### TASK ITEM
Look through the data below and work out how many lines hold "code"; state only the number.

___ SOURCE MATERIAL ___

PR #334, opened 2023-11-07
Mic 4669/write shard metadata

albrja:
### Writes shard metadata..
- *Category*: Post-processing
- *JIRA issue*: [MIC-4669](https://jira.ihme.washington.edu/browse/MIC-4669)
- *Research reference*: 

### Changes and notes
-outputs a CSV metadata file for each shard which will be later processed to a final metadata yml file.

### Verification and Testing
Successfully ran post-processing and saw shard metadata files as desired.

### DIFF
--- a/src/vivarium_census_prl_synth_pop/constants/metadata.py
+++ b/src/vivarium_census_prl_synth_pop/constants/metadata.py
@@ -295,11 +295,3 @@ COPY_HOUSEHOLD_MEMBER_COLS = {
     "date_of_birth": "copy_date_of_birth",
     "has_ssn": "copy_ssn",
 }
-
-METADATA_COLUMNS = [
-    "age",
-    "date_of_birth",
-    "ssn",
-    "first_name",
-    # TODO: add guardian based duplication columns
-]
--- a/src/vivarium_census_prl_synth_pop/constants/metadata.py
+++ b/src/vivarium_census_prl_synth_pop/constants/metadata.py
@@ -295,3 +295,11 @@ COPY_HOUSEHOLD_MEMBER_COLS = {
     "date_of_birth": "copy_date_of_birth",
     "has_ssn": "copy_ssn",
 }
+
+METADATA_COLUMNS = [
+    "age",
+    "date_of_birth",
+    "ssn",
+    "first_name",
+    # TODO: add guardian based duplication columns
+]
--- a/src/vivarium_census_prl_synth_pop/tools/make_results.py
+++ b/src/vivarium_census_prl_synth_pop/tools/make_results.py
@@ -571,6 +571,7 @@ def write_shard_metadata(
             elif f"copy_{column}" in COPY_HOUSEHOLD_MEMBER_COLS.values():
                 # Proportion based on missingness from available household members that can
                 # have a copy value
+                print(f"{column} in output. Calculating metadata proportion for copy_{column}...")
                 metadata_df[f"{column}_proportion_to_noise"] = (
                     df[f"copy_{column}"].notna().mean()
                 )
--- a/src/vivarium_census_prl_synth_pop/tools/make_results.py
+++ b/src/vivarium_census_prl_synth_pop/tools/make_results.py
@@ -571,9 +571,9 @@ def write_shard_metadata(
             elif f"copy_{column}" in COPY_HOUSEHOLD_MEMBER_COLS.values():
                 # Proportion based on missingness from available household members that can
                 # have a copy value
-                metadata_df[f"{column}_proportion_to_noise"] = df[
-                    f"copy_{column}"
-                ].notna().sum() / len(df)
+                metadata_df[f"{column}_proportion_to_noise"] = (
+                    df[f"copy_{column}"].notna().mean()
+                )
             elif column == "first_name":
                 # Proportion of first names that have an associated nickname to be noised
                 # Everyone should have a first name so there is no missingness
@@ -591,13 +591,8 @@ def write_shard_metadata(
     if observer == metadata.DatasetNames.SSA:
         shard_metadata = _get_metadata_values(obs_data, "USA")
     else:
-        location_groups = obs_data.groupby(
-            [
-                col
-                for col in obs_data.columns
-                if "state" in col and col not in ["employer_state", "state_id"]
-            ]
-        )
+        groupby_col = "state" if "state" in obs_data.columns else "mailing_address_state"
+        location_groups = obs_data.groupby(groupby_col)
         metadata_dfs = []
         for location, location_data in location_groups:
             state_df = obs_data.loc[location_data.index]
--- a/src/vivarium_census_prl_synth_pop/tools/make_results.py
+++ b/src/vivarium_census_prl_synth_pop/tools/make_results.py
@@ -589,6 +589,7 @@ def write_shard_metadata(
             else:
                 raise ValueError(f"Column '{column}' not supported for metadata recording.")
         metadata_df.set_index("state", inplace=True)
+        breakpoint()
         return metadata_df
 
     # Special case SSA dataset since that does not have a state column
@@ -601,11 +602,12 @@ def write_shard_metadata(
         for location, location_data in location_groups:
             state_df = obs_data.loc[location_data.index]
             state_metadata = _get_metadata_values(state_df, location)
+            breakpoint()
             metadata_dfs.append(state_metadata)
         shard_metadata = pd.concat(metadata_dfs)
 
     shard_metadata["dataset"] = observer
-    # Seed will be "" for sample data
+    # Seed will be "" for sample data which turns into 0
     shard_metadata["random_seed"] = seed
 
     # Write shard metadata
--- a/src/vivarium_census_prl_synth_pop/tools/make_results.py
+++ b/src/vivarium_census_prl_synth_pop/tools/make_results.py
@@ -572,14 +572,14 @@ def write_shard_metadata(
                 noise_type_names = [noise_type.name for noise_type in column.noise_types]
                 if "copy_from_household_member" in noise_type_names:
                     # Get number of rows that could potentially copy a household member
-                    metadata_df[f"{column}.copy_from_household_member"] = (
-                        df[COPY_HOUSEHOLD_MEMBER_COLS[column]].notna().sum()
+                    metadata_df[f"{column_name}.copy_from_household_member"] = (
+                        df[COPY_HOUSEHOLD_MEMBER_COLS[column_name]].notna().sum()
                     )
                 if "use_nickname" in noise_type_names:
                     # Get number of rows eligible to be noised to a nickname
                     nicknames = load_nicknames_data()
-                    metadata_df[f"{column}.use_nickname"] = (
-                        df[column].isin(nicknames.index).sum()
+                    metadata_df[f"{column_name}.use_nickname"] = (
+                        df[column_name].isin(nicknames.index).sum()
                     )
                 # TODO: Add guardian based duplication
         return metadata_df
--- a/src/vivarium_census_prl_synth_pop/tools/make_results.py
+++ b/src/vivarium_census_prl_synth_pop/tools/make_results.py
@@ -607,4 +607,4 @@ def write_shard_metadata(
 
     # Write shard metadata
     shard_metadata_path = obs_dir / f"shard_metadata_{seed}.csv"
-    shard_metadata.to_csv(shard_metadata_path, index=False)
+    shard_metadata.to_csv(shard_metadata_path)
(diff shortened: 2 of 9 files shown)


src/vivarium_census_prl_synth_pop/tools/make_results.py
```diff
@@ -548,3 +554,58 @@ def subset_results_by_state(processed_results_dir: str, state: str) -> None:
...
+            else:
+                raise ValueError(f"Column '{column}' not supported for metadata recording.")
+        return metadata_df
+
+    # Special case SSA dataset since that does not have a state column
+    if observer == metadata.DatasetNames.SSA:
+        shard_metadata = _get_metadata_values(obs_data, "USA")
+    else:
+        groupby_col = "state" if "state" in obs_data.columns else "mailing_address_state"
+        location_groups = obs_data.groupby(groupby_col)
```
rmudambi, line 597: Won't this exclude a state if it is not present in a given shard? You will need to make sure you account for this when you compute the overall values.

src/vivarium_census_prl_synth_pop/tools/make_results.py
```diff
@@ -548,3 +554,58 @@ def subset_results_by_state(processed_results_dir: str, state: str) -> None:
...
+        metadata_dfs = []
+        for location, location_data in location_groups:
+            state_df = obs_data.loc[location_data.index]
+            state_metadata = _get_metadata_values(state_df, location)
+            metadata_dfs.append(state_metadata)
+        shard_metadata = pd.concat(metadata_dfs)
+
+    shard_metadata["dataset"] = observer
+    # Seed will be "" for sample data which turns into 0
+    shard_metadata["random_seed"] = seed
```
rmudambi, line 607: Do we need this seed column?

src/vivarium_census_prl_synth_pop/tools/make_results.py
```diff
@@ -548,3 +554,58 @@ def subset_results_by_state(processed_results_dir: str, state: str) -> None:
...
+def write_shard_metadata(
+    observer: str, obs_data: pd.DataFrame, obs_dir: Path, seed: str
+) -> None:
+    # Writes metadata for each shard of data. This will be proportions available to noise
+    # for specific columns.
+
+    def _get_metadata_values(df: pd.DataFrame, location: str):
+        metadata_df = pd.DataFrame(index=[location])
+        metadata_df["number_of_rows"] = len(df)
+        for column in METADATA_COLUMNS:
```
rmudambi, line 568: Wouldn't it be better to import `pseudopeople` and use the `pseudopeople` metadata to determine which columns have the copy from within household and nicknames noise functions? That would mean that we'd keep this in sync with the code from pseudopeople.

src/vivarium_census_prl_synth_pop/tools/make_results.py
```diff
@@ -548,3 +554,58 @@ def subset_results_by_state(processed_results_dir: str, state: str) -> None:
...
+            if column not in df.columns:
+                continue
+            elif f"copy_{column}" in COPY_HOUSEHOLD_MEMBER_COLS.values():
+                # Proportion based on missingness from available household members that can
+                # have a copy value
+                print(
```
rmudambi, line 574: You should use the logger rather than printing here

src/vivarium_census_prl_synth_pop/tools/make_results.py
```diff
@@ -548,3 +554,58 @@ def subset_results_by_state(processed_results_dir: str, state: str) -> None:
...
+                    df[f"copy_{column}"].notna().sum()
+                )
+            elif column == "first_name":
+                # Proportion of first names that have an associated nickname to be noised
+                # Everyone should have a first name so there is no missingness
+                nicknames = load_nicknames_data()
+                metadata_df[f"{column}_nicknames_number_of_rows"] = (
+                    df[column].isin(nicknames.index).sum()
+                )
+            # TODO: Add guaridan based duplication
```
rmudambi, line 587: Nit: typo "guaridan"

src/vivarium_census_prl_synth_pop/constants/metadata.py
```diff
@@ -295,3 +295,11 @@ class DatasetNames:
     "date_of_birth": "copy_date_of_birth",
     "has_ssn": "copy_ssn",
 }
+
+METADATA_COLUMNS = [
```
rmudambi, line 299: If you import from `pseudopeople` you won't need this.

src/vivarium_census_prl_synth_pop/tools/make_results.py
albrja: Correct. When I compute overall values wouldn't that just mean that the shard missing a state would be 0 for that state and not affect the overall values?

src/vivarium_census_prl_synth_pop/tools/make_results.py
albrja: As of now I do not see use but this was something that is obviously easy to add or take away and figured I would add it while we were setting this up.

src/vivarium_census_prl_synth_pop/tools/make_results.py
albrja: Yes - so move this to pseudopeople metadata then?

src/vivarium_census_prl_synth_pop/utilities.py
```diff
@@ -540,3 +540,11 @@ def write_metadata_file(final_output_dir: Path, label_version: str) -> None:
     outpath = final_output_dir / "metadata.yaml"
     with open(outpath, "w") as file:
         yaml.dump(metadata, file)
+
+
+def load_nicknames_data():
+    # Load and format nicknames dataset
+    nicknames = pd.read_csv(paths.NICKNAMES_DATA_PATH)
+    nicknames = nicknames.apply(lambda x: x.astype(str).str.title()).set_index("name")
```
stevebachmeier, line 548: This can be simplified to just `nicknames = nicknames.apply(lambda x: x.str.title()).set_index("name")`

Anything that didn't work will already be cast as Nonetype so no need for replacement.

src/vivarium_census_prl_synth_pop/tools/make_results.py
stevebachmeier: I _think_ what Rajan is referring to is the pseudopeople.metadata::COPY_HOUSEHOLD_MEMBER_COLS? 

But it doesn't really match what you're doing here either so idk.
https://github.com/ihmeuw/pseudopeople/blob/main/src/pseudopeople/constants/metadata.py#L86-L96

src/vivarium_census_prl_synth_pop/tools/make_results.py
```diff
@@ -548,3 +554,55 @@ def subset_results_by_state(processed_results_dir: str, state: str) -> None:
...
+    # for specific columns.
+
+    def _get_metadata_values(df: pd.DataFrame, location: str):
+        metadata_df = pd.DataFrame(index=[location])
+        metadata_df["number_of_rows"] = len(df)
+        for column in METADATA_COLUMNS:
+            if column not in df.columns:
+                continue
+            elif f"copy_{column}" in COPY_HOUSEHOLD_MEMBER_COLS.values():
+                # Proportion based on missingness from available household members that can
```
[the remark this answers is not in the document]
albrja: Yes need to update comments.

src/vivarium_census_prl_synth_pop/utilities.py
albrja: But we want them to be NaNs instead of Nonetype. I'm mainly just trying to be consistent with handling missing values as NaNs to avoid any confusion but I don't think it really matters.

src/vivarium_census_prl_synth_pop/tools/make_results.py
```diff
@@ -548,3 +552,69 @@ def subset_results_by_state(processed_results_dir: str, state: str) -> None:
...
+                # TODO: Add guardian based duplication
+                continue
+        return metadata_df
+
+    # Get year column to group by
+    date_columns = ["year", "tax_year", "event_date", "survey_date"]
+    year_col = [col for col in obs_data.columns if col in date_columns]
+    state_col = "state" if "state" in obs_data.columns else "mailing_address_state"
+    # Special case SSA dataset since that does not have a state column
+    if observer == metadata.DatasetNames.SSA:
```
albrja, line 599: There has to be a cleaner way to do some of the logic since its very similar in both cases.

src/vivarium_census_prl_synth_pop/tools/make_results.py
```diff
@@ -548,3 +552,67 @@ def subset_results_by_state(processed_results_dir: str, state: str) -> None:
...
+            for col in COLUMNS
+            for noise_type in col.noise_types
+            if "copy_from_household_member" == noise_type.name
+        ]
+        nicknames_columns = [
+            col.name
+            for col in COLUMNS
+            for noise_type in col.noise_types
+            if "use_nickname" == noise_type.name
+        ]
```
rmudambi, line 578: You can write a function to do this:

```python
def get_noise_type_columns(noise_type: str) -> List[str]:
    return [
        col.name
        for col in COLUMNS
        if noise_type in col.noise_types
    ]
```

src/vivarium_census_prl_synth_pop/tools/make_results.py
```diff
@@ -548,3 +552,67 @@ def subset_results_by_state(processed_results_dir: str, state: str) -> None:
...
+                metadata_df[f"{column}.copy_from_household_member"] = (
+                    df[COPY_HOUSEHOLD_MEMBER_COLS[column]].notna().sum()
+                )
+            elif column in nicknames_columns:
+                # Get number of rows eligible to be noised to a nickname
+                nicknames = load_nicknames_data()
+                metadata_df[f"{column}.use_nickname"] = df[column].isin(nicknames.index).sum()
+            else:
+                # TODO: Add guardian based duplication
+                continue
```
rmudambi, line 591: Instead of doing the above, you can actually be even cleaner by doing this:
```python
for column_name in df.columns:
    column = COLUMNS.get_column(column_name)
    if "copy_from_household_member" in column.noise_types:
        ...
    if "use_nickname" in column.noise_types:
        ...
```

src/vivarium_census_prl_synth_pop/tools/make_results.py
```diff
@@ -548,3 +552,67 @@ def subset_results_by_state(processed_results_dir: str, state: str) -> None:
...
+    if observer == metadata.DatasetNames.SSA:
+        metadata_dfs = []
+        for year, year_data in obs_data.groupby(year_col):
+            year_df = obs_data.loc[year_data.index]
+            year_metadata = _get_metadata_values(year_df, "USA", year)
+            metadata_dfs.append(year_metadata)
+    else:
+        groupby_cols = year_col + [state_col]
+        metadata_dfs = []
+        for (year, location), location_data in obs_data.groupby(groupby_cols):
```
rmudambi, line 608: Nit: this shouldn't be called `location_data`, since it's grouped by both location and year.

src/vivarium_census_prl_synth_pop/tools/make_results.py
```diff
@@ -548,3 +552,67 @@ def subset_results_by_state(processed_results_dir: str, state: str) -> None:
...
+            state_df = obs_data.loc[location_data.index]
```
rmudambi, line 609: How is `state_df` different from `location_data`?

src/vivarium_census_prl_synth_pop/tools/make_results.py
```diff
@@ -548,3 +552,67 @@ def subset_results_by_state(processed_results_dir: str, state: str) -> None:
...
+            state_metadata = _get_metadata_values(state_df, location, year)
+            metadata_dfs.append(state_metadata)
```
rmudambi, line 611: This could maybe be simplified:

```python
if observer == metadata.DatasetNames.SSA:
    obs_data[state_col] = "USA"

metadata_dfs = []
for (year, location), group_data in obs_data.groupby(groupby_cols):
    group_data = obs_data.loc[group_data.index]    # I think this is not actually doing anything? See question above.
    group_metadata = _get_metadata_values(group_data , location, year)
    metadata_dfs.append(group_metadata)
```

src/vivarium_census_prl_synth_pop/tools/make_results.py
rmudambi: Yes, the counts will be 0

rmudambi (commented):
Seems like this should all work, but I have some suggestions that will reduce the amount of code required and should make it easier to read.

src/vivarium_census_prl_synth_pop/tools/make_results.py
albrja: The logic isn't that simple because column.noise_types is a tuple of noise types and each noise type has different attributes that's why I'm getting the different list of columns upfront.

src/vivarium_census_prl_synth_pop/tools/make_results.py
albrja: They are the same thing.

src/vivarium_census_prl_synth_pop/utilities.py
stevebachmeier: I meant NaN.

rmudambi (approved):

___
___ SOURCE MATERIAL ___

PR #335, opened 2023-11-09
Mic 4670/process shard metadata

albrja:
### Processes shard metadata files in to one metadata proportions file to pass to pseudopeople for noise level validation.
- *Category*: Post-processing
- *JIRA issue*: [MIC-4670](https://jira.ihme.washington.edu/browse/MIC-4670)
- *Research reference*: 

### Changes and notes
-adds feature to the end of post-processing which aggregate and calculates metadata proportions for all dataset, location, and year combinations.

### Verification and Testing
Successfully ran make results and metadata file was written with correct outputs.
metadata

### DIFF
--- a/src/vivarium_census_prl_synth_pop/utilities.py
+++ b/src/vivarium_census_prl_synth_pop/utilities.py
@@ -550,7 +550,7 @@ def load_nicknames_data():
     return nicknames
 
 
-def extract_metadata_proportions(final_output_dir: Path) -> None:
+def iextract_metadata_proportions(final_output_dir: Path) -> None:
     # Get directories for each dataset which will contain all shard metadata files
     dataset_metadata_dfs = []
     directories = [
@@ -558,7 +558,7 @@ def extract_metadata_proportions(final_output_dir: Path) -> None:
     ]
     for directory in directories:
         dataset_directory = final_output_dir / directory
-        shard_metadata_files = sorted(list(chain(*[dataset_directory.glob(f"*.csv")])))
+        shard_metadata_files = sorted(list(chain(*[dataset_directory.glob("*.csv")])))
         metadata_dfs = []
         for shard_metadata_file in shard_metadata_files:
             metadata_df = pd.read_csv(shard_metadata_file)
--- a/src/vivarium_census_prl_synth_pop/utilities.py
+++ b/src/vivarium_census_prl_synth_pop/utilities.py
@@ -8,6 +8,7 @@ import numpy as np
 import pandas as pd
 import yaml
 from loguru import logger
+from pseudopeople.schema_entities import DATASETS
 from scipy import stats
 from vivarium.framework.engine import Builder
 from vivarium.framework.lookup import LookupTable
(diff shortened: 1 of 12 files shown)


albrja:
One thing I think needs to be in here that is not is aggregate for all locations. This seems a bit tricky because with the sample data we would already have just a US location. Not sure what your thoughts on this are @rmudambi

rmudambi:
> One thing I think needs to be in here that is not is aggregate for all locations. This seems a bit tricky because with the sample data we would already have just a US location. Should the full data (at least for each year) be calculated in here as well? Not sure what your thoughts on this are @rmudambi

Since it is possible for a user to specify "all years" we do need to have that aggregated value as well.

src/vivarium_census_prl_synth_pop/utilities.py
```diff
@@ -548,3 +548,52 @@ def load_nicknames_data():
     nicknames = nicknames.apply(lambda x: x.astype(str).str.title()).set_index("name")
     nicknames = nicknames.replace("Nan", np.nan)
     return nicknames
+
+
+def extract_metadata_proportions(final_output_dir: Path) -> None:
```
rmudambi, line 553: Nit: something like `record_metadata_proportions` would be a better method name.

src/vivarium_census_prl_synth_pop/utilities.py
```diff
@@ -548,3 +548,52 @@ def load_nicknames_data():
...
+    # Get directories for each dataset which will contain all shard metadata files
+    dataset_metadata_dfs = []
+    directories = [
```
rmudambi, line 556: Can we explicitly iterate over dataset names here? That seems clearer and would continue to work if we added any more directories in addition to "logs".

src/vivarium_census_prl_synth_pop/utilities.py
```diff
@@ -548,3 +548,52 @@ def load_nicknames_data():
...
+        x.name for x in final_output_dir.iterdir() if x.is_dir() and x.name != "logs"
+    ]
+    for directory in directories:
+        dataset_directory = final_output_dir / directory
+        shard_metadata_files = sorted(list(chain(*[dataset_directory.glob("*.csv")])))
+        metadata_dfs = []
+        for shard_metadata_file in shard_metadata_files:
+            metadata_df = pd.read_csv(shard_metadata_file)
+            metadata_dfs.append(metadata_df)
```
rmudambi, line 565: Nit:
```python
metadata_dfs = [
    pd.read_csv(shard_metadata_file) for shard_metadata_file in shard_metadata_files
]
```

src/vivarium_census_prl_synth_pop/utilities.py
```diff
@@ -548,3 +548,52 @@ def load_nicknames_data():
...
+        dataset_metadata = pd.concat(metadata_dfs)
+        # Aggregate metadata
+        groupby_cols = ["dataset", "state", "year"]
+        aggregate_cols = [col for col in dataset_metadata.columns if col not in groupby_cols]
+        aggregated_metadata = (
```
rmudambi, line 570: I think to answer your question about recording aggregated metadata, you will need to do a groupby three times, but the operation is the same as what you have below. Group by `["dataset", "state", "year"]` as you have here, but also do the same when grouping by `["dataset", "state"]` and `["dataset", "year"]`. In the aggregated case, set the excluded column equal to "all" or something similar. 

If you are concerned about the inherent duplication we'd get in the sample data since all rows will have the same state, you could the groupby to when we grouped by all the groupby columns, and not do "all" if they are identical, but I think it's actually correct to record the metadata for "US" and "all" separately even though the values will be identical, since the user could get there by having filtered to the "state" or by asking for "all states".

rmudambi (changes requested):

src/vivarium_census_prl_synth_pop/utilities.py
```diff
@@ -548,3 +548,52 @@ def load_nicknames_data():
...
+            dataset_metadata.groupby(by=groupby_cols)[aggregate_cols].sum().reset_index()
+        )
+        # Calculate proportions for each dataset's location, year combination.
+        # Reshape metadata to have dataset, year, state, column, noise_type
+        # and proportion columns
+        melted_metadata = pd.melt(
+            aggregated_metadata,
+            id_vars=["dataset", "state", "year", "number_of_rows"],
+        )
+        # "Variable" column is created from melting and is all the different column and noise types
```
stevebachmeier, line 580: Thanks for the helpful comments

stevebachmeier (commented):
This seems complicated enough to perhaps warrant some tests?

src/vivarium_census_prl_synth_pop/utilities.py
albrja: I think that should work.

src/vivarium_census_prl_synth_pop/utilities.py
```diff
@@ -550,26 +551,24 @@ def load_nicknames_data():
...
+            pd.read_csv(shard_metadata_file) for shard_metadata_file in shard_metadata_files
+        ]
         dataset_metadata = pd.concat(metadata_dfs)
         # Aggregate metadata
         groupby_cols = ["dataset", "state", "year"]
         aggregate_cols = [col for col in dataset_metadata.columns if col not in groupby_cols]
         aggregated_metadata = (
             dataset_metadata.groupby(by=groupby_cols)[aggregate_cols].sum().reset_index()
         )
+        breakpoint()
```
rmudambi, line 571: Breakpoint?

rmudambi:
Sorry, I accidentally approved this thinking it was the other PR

___

### EXERCISE RESPONSE
2